We agree with the district court that under Colo. Rev. Stat. § 8-41-401(1) (1997)
MEPNA is a statutory employer of Littlefield and therefore is immune from tort liability
to Littlefield under Colo. Rev. Stat. § 8-41-401(2) (1997). We, like the district court,
reject the suggestion that MEPNA conveyed its leasehold interest to MEPUS, or
subleased its interest to MEPUS, and therefore, under Colo. Rev. Stat. § 8-41-403(1)
(1997), came within the exception to statutory immunity.
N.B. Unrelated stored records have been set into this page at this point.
PR #233, opened 2021-03-09
janitorial: modernize error detection

fromanirh:
Reading the documentation of `os.IsNotExist` and similar functions
(see https://golang.org/pkg/os/#IsNotExist), we learn that

```
This function predates errors.Is. It only supports errors returned
by the os package. New code should use errors.Is(err, os.ErrNotExist).
```

ghw uses these functions but sparsely, so we take the chance
in this PR to modernize the codebase.

No intended changes in behaviour.

### DIFF
--- a/pkg/gpu/gpu_test.go
+++ b/pkg/gpu/gpu_test.go
@@ -7,6 +7,7 @@
 package gpu_test
 
 import (
+	"errors"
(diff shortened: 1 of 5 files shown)


jaypipes (approved):
Nice @fromanirh :)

The agreement between
MEPNA and MEPUS was a service agreement and did not create a landlord-tenant
relationship between MEPNA and MEPUS. In this connection, the present case is quite
different from Virginians Heritage Square v. Smith, 808 P.2d 366 (Colo. Ct. App. 1991)
(Unlike MEPNA’s situation, Virginians leased real property for investment purposes
only, and was not involved in the business of its lessees.).
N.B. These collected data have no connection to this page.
PR #236, opened 2021-04-11
context: Fix directory leakage for snapshots contexts

marcel-apf:
Fix an error preventing the auto-unpacked snapshot files to be deleted.
Add a unit-test to expose the issue.

Signed-off-by: Marcel Apfelbaum <marcel@redhat.com>

### DIFF
--- a/pkg/context/context.go
+++ b/pkg/context/context.go
@@ -14,12 +14,13 @@ import (
 // Concrete merged set of configuration switches that act as an execution
 // context when calling internal discovery methods
 type Context struct {
-	Chroot            string
-	EnableTools       bool
-	SnapshotPath      string
-	SnapshotRoot      string
-	SnapshotExclusive bool
-	alert             option.Alerter
+	Chroot               string
+	EnableTools          bool
+	SnapshotPath         string
+	SnapshotRoot         string
+	SnapshotExclusive    bool
+	snapshotUnpackedPath string
+	alert                option.Alerter
 }
 
 // New returns a Context struct pointer that has had various options set on it
@@ -92,6 +93,9 @@ func (ctx *Context) Setup() error {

Further, we agree with the district court that the “services” which NWI agreed to
perform for MEPUS were not outside MEPUS’ authorization from MEPNA to conduct
oil and gas exploration, and extract oil and gas from the leased property. Littlefield’s
concept of what constitutes the “business,” or “regular business,” of MEPUS is too
narrow. See Finlay vs. Storage Technology Corporation, 764 P.2d 62 (Colo. 1988)
(Storage Tech was determined to be the statutory employer of a maintenance worker
12
employed by an independent contractor providing janitorial services where the services
were such a regular part of Storage Tech’s business that, absent the contractor’s services,
they would of necessity be provided by the business’ own employees.).
In sum, we believe that the district court correctly understood, and applied, the
applicable state law of both Utah and Colorado.5
Judgment affirmed.
ENTERED FOR THE COURT
Robert H. McWilliams
Senior Circuit Judge
5
We reject Littlefield’s rather belated request that we certify the choice of law
question to the Utah Supreme Court and, depending on the outcome of that certification,
certify, if necessary, the statutory employer issues to the Colorado Supreme Court. One
who chooses to litigate his state action in the federal forum must ordinarily accept the
federal court’s reasonable interpretation of extant state law rather than seeking extensions
via the certification process. See Reynolds v. Bridgestone/Firestone, Inc., 989 F.2d. 465,
472 (11th Cir. 1993); Croteau v. Olin Corporation, 884 F.2d. 45, 46 (1st Cir. 1989);
Armijo v. Ex Cam, Inc., 843 F.2d 406, 407 (10th Cir. 1988).